Data:
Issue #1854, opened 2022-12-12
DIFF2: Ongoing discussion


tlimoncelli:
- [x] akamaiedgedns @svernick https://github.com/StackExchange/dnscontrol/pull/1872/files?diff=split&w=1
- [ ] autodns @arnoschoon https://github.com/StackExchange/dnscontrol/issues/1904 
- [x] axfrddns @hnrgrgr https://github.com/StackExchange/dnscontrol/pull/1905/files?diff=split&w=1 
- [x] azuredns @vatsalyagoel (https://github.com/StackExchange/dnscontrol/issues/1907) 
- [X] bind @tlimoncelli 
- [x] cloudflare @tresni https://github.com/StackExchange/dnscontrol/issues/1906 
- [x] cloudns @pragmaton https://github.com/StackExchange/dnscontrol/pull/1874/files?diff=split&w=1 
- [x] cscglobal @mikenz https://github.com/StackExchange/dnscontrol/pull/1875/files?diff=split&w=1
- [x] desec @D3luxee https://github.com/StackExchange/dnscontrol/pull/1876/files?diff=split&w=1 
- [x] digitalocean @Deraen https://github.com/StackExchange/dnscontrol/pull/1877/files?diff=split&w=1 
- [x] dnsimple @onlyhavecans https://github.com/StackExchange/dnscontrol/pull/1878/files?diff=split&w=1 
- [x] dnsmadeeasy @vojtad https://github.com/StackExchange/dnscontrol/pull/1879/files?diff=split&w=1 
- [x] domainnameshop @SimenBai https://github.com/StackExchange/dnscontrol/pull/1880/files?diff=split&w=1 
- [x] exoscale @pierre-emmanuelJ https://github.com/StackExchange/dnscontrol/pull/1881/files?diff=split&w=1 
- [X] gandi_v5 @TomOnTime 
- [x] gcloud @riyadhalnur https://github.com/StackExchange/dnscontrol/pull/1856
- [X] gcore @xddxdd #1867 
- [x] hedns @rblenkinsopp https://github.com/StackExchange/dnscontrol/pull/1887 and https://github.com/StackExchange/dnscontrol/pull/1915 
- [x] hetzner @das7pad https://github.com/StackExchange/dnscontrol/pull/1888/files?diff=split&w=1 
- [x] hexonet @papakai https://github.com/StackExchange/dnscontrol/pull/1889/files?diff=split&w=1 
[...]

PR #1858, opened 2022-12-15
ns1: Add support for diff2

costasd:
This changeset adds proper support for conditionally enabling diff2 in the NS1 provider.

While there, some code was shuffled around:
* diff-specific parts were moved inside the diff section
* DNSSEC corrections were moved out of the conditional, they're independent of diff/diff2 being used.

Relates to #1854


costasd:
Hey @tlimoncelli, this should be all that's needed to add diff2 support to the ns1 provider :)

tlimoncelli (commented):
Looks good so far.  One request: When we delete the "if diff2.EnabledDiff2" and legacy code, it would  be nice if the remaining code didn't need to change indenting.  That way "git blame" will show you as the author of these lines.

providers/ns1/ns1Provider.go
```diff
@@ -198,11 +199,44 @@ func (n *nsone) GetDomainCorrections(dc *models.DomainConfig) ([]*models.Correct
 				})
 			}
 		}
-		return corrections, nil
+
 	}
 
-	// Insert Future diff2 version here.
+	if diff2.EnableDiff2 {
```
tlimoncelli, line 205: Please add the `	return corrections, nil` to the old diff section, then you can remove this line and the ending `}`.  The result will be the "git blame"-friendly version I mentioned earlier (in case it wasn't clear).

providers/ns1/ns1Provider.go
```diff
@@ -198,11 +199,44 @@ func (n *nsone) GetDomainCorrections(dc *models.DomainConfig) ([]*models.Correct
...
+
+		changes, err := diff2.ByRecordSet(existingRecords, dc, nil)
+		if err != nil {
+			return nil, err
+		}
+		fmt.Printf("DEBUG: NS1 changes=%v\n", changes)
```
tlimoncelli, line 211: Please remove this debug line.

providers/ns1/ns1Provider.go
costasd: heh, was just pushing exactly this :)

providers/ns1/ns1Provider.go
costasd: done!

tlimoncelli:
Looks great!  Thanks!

Task prompt: Copy every line of the material exactly, keeping all of it.

Your response:
Issue #1854, opened 2022-12-12
DIFF2: Ongoing discussion


tlimoncelli:
- [x] akamaiedgedns @svernick https://github.com/StackExchange/dnscontrol/pull/1872/files?diff=split&w=1
- [ ] autodns @arnoschoon https://github.com/StackExchange/dnscontrol/issues/1904 
- [x] axfrddns @hnrgrgr https://github.com/StackExchange/dnscontrol/pull/1905/files?diff=split&w=1 
- [x] azuredns @vatsalyagoel (https://github.com/StackExchange/dnscontrol/issues/1907) 
- [X] bind @tlimoncelli 
- [x] cloudflare @tresni https://github.com/StackExchange/dnscontrol/issues/1906 
- [x] cloudns @pragmaton https://github.com/StackExchange/dnscontrol/pull/1874/files?diff=split&w=1 
- [x] cscglobal @mikenz https://github.com/StackExchange/dnscontrol/pull/1875/files?diff=split&w=1
- [x] desec @D3luxee https://github.com/StackExchange/dnscontrol/pull/1876/files?diff=split&w=1 
- [x] digitalocean @Deraen https://github.com/StackExchange/dnscontrol/pull/1877/files?diff=split&w=1 
- [x] dnsimple @onlyhavecans https://github.com/StackExchange/dnscontrol/pull/1878/files?diff=split&w=1 
- [x] dnsmadeeasy @vojtad https://github.com/StackExchange/dnscontrol/pull/1879/files?diff=split&w=1 
- [x] domainnameshop @SimenBai https://github.com/StackExchange/dnscontrol/pull/1880/files?diff=split&w=1 
- [x] exoscale @pierre-emmanuelJ https://github.com/StackExchange/dnscontrol/pull/1881/files?diff=split&w=1 
- [X] gandi_v5 @TomOnTime 
- [x] gcloud @riyadhalnur https://github.com/StackExchange/dnscontrol/pull/1856
- [X] gcore @xddxdd #1867 
- [x] hedns @rblenkinsopp https://github.com/StackExchange/dnscontrol/pull/1887 and https://github.com/StackExchange/dnscontrol/pull/1915 
- [x] hetzner @das7pad https://github.com/StackExchange/dnscontrol/pull/1888/files?diff=split&w=1 
- [x] hexonet @papakai https://github.com/StackExchange/dnscontrol/pull/1889/files?diff=split&w=1 
[...]

PR #1858, opened 2022-12-15
ns1: Add support for diff2

costasd:
This changeset adds proper support for conditionally enabling diff2 in the NS1 provider.

While there, some code was shuffled around:
* diff-specific parts were moved inside the diff section
* DNSSEC corrections were moved out of the conditional, they're independent of diff/diff2 being used.

Relates to #1854


costasd:
Hey @tlimoncelli, this should be all that's needed to add diff2 support to the ns1 provider :)

tlimoncelli (commented):
Looks good so far.  One request: When we delete the "if diff2.EnabledDiff2" and legacy code, it would  be nice if the remaining code didn't need to change indenting.  That way "git blame" will show you as the author of these lines.

providers/ns1/ns1Provider.go
```diff
@@ -198,11 +199,44 @@ func (n *nsone) GetDomainCorrections(dc *models.DomainConfig) ([]*models.Correct
 				})
 			}
 		}
-		return corrections, nil
+
 	}
 
-	// Insert Future diff2 version here.
+	if diff2.EnableDiff2 {
```
tlimoncelli, line 205: Please add the `	return corrections, nil` to the old diff section, then you can remove this line and the ending `}`.  The result will be the "git blame"-friendly version I mentioned earlier (in case it wasn't clear).

providers/ns1/ns1Provider.go
```diff
@@ -198,11 +199,44 @@ func (n *nsone) GetDomainCorrections(dc *models.DomainConfig) ([]*models.Correct
...
+
+		changes, err := diff2.ByRecordSet(existingRecords, dc, nil)
+		if err != nil {
+			return nil, err
+		}
+		fmt.Printf("DEBUG: NS1 changes=%v\n", changes)
```
tlimoncelli, line 211: Please remove this debug line.

providers/ns1/ns1Provider.go
costasd: heh, was just pushing exactly this :)

providers/ns1/ns1Provider.go
costasd: done!

tlimoncelli:
Looks great!  Thanks!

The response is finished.